Over the years... I have drifted in and out of different on line communities and different real life friend groups... as the kids have grown it's gotten a lot harder to winnow down "the perfect mother" into a neat little list of ways to be perfect... and a lot of these women now, these women who were once so proud of what it meant to be a women, what amazing things our bodies can do... they are leading the band when it comes to trans issues. Women I thought would have cheered their daughters on to bravely tackle puberty are instead telling their daughters, who are saying "I don't like this," that maybe they are trans. That boys can have periods, too. The maybe they are non-binary.

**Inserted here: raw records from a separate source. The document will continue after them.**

PR #2843, opened 2024-09-23
2589: RDAP API endpoint [rh]

### LINKED ISSUE #2589: Add RDAP data endpoint in manage.get.gov API
### Issue description

To enable users to view domain registration information, we are using WHOIS/RDAP to look up the registration data of a domain. However, GFE devices are blocked from accessing WHOIS due to being equipped with ZScaler, which blocks WHOIS. This prevents users on GFEs from accessing WHOIS data. 

Because manage.get.gov is serviced through cloud.gov, we will be adding a public API endpoint that acts as middleware to fetch WHOIS/RDAP data. The API endpoint can then be called on other .gov services without being blocked by ZScaler.

### Acceptance criteria

- [x] Create a public RDAP API endpoint  in the registrar that takes in a domain name and returns a JSON of its RDAP data
- [x] Append .gov if there is no TLD associated (going to interpret this as the input having no `.`) similar to how availability API appends .gov to inputs without TLD
~~- [ ] the api should provide an error in the json response if the domain ends in something other than .gov; however, it should except a domain with no suffix and it should append a .gov in this case (just like the availability api)~~
~~- [ ] the api  provide an error in the json response if the domain is not found~~
- [x] Add necessary tests for API endpoint functionality ~~make new class to mock basic RDAP responses~~
- [x] the api should be modeled much like the api for availability. suggest also utilizing  caching on the api endpoint such as with @ttl_cache(ttl=600) // Add a comment in ttl_cache that this may affect memory since it's storing this info in the system memory to keep in mind for memory issues down the road and we need to reevaluate cache time

### Additional context
Removed ACs above because RDAP returns JSON with error handling which is then parsed on get.gov's end

_No response_

### Links to other issues

blocks: [#316](https://github.com/cisagov/get.gov/issues/316)

erinysong:
## Ticket

Resolves #2589 

## Changes

- Adds public API endpoint `/rdap/?domain=` that fetches RDAP data of a domain from Cloudflare's RDAP API.
- Adds appropriate tests for RDAP API functionality.
- Remove `_domains` an artifact of old availability API that is no longer used

## Context for reviewers

Adding manage.get.gov API endpoint to fetch domain RDAP in order to mediate fetching Cloudflare data from other .gov projects.

## Setup

Go [https://getgov-rh.app.cloud.gov/api/v1/rdap/?domain=...](https://getgov-rh.app.cloud.gov/api/v1/rdap/?domain=whitehouse.gov) and replace ... with different domains. The API should respond to the following use cases:

- [ ] Valid RDAP domain names (eg `whitehouse.gov`) will output a JSON of the domain's RDAP data from Cloudflare.
- [ ] Valid RDAP domain names that exclude the .gov TLD (eg `whitehouse`) will output a JSOn of the domain's RDAP from Cloudflare.

Invalid domain names will be handled by Cloudflare's API handling and error codes which are then used on get.gov's end. 

- [ ] Domains that have a TLD (top-level-domain) that is not .gov will output JSON with the error message that the TLD does not exist under our registry.
- [ ] Domains that have more than one part above the TLD (manage.get.gov) will output JSON with the error message that domains must have exactly one part above their TLD. Open to discussing if we should follow Cloudflare's protocol here or if our use cases warrant handling it differently.
- [ ] Domain names that are not .gov domains (eg `hello.gov`) will output JSON with the error message that the .gov domain searched was not found.

Also confirmed that this API successfully displays RDAP JSON on GFEs and would like someone else to verify these steps work on their GFE.

  - [ ] Chrome
  - [ ] Microsoft Edge
  - [ ] FireFox
  - [ ] Safari

- [ ] Checked behavior

  - [ ] Chrome
  - [ ] Microsoft Edge
  - [ ] FireFox
  - [ ] Safari

### DIFF
--- a/src/api/tests/test_rdap.py
+++ b/src/api/tests/test_rdap.py
@@ -6,8 +6,9 @@ from django.contrib.auth import get_user_model
 from django.test import RequestFactory
 from django.test import TestCase
 
-from ..views import available, check_domain_available
+from ..views import available, check_domain_available, rdap
 from .common import less_console_noise
+from registrar.tests.common import MockRdapLib, MockEppLib
 from registrar.utility.errors import GenericError, GenericErrorCodes
 from unittest.mock import call
 
@@ -17,10 +18,42 @@ from epplibwrapper import (
 
 API_BASE_PATH = "/api/v1/rdap/?domain="
 
-class RdapAPITest(MockEppLib):
-     """Test that the RDAP API can be called as expected."""
 
-     def setUp(self):
+class RDapViewTest(MockRdapLib):
+    """Test that the RDAP view function works as expected"""
+
+    def setUp(self):
+        super().setUp()
+        self.user = get_user_model().objects.create(username="username")
+        self.factory = RequestFactory()
+
+    def test_rdap_get_no_tld(self):
+        """RDAP API successfully fetches RDAP for domain without a TLD"""
+        request = self.factory.get(API_BASE_PATH + "whitehouse")
+        request.user = self.user
+        response = rdap(request, domain="whitehouse")
+        # contains the right text
+        self.assertContains(response, "rdap")
+        # can be parsed into JSON with appropriate keys
+        response_object = json.loads(response.content)
+        self.assertIn("rdapConformance", response_object)
+
+    def test_rdap_invalid_domain(self):
+        """RDAP API accepts invalid domain queries and returns JSON response
+        with appropriate error codes"""
+        request = self.factory.get(API_BASE_PATH + "whitehouse.com")
+        request.user = self.user
+        response = rdap(request, domain="whitehouse.com")
+
+        self.assertContains(response, "errorCode")
+        response_object = json.loads(response.content)
+        self.assertIn("errorCode", response_object)
+
+
+class RdapAPITest(MockRdapLib):
+    """Test that the API can be called as expected."""
+
+    def setUp(self):
         super().setUp()
         username = "test_user"
         first_name = "First"
@@ -33,8 +66,10 @@ class RdapAPITest(MockEppLib):
         )
         
     def test_rdap_get(self):
+        """Can call RDAP API"""
         self.client.force_login(self.user)
         response = self.client.get(API_BASE_PATH + "whitehouse.gov")
-        self.assertContains(response, "RDAP")
+        self.assertContains(response, "rdap")
         response_object = json.loads(response.content)
-        self.assertIn("RDAP", response_object)
+        self.assertIn("rdapConformance", response_object)
+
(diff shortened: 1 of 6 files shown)


src/api/tests/test_rdap.py
```diff
@@ -0,0 +1,66 @@
...
+from django.contrib.auth import get_user_model
+from django.test import RequestFactory
+from django.test import TestCase
+
+from ..views import rdap
+
+API_BASE_PATH = "/api/v1/rdap/?domain="
+
+
+class RdapViewTest(TestCase):
```
erinysong, line 14: @abroddrick Since we don't call the RDAP API in any of manage.get.gov's views, I had our tests inherit from TestCase rather than create a mock RDAP library since it would go unused unless we find a reason to add RDAP views into the registrar. I can add a mock RDAP library class if we want to follow availability standards but it will likely go unused until we use RDAP in manage.get.gov and not just get.gov

src/api/views.py
```diff
@@ -19,6 +19,7 @@
 
 
 DOMAIN_FILE_URL = "https://raw.githubusercontent.com/cisagov/dotgov-data/main/current-full.csv"
```
abroddrick, line 21: Can you remove this and any uses of this while your in the code

src/api/tests/test_rdap.py
abroddrick: That makes sense

src/api/views.py
```diff
@@ -99,6 +100,22 @@ def available(request, domain=""):
     return json_response
 
 
+@require_http_methods(["GET"])
+@login_not_required
+# Since we cache domain RDAP data, cache time may need to be re-evaluated this if we encounter any memory issues
+@ttl_cache(ttl=600)
+def rdap(request, domain=""):
+    """Returns JSON dictionary of a domain's RDAP data from Cloudflare API"""
+    domain = request.GET.get("domain", "")
```
asaki222, line 109: overall lgtm! I was just wondering why the ttl is 600 seconds? Is that standard?

src/api/views.py
erinysong: @abroddrick sure! I'm not as familiar with where this is used but is current-full no longer referenced in manage.get.gov?

src/api/views.py
erinysong: I think generally 5 minutes is one of the standard defaults for caching which we also use in the availability endpoint! If there ends up being a cache time that makes more sense for this data we can also always update it if the need arises :")

asaki222: Okay, LGTM. 600 seconds is 10 minutes

asaki222 (approved):

src/api/views.py
erinysong: Ack you're right, did not math that math correctly :")

src/api/views.py
abroddrick: Nope it isn't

They are quick to correct anyone on line who mentions women or girls and periods that "not only women have periods."
They are leading the parade with "transwomen are women!" and "sex work is work!" and so many other things that chip away at women's protections and what a wonderful thing it is to be a woman. They are happily erasing woman centered language from everything surrounding birth in the name of "inclusion."
I keep joking that "The Womanly Art of Breastfeeding" is going to be re-released as "The Peoply Art of Chestfeeding."
The shift in this population makes my head spin. Women you'd think would be strong supporters of our daughters as women - and our sons as men, really, since the goal was to be a good MOTHER, not only a good mother to daughters - have thrown themselves headlong into a movement that is destroying children's mental and sometimes physical health.